YOLO_CLASSES_TO_DETECT = 'bottle',
THRESHOLD = 0.80

cap = cv.VideoCapture(0)
model = YOLO(YOLO_MODEL)
while True:
    _, original_frame = cap.read()
    frame = cv.resize(original_frame, (X_RESIZE, Y_RESIZE), interpolation=cv.INTER_LINEAR)

    results = model.predict(frame)

    color = (0, 255, 0)
    for result in results:
        for box in result.boxes:
            class_id = result.names[box.cls[0].item()]
            status = id == class_id
            cords = box.xyxy[0].tolist()
            probability = round(box.conf[0].item(), 2)

            if probability > THRESHOLD and class_id in YOLO_CLASSES_TO_DETECT:
                logger.info(f"{class_id} {round(probability * 100)}%")
                x1, y1, x2, y2 = [round(x) for x in cords]
                cv.rectangle(frame, (x1, y1), (x2, y2), color, 2)

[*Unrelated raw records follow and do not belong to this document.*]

PR #439, opened 2026-05-08
Bring segment.rs back into alignment with original

SNoAnd:
This PR focuses on eliminating transcription issues in `segment.rs`. It also refactors the permission structure of `SegmentOwner` to carry borrowed slot owners/perms instead of values, preventing duplication. We can do a similar refactor in linked_list later. The remaining work on `io.rs` will be next.

Github has the whole stack of commits listed again here, I guess because there was still some `phaseII/verified` history involved, but after this we'll stick to main.


rikosellic:
@SNoAnd  It seems this PR is not compatible with the latest Verus iterator update. Please refer to https://github.com/asterinas/vostd/pull/440  to fix it, thanks！

SNoAnd:
@rikosellic I believe it's working now.

Marsman1996:
@SNoAnd @hiroki-chen 
Does the DMA code modification right here?

hiroki-chen:
> @SNoAnd @hiroki-chen Does the DMA code modification right here?

The `dma` module is reverted again; needs fix.

ostd/specs/mm/vm_space_embedding.rs
hiroki-chen, line 1: Can you please elaborate more on the purpose of this `embedding` or give a concrete example? This appears confusing to me.

ostd/src/mm/dma/dma_stream.rs
hiroki-chen, line 1: This should be restored

hiroki-chen:
@SNoAnd, BTW Sean, the next time you open a new PR, you may want to rebase from main to avoid unrelated history commits.

ostd/specs/mm/vm_space_embedding.rs
SNoAnd: Yeah, this is just a WIP that I was playing with while waiting on a blocker from the `io` work, so take it with a grain of salt. I wanted to see how easy it would be to approximate a deep embedding in verus. A rigorous statement of soundness needs to do induction over arbitrary call sequences. Currently we make that argument on paper rather than in Verus, because Verus obviously can't quantify over functions. This file is an experiment in working around that limitation by defining each function identifier in a big enum and treating calls as transitions in a proof-mode state machine.

ostd/src/mm/dma/dma_stream.rs
SNoAnd: It's back, not sure why it disappeared again.

SNoAnd:
@hiroki-chen, yup! I should have done that this time. However, I am retiring the branch after this PR, which will have the same effect going forward.

rikosellic:
Thanks for your contribution！

Marsman1996:
@rikosellic 
The Copilot also does not identify the duplicate code in `vstd_extra/src/external/range.rs` and `vstd_extra/src/external/slice.rs`...

rikosellic:
I think Copilot only considers the patch, not the whole codespace.

ostd/src/mm/frame/segment.rs
```diff
@@ -8,16 +8,20 @@ use core::{fmt::Debug, ops::Range};
 use crate::mm::frame::{has_safe_slot, untyped::AnyUFrameMeta, Frame};
 use crate::mm::page_table::RCClone;
 
+use vstd_extra::assert;
 use vstd_extra::cast_ptr::*;
 use vstd_extra::cast_ptr::*;
```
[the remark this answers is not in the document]
hiroki-chen: You are absolutely right!

hiroki-chen:
Seems that copilot suggests that we lack error handling 🤔

Marsman1996:
> Seems that copilot suggests that we lack error handling 🤔

It somehow restore the original code of the Asterinas. 
For example, the original code of `VmReader<Fallible>::read_val` is 

```rust
    pub fn read_val<T: Pod>(&mut self) -> Result<T> {
        if self.remain() < core::mem::size_of::<T>() {
            return Err(Error::InvalidArgs);
        }

        let mut val = T::new_uninit();
        let mut writer = VmWriter::from(val.as_bytes_mut());
        self.read_fallible(&mut writer)
            .map_err(|(err, copied_len)| {
                // SAFETY: The `copied_len` is the number of bytes read so far.
                // So the `cursor` can be moved back to the original position.
                unsafe {
                    self.cursor = self.cursor.sub(copied_len);
                }
                err
            })?;
        Ok(val)
    }
```

SNoAnd:
Copilot makes a good point, the leaked permission would be an issue if we called the function from verified code. I was just working on that function already (there is a transcription error; the `Ok(_) => Ok(buf)` should be `Ok(buf) => Ok(buf)`) so I'll also make sure the permission gets rolled back.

    cv.imshow(f"Cam", frame)

    if cv.waitKey(1) & 0xFF == ord('q'):
        break

cap.release()
cv.destroyAllWindows()

However, my idea is slightly different. I intend to capture the camera stream, transmit it to AWS Kinesis, and subsequently, within a separate process, ingest this Kinesis stream for object detection or any other purpose using the camera frames. To achieve this, our initial step is to publish our OpenCV frames into Kinesis. producer.py

import logging

from lib.video import kinesis_producer
from settings import KINESIS_STREAM_NAME, CAM_URI, WIDTH

logging.basicConfig(
    format='%(asctime)s [%(levelname)s] %(message)s',
    level='INFO',
    datefmt='%d/%m/%Y %X')

logger = logging.getLogger(__name__)

if __name__ == '__main__':
    kinesis_producer(
        kinesis_stream_name=KINESIS_STREAM_NAME,
        cam_uri=CAM_URI,
        width=WIDTH
    )

def kinesis_producer(kinesis_stream_name, cam_uri, width):
    logger.info(f"start emitting stream from cam={cam_uri} to kinesis")
    kinesis = aws_get_service('kinesis')
    cap = cv.VideoCapture(cam_uri)
    try:
        while True:
            ret, frame = cap.read()
            if ret:
                scale = width / frame.shape[1]
                height = int(frame.shape[0] * scale)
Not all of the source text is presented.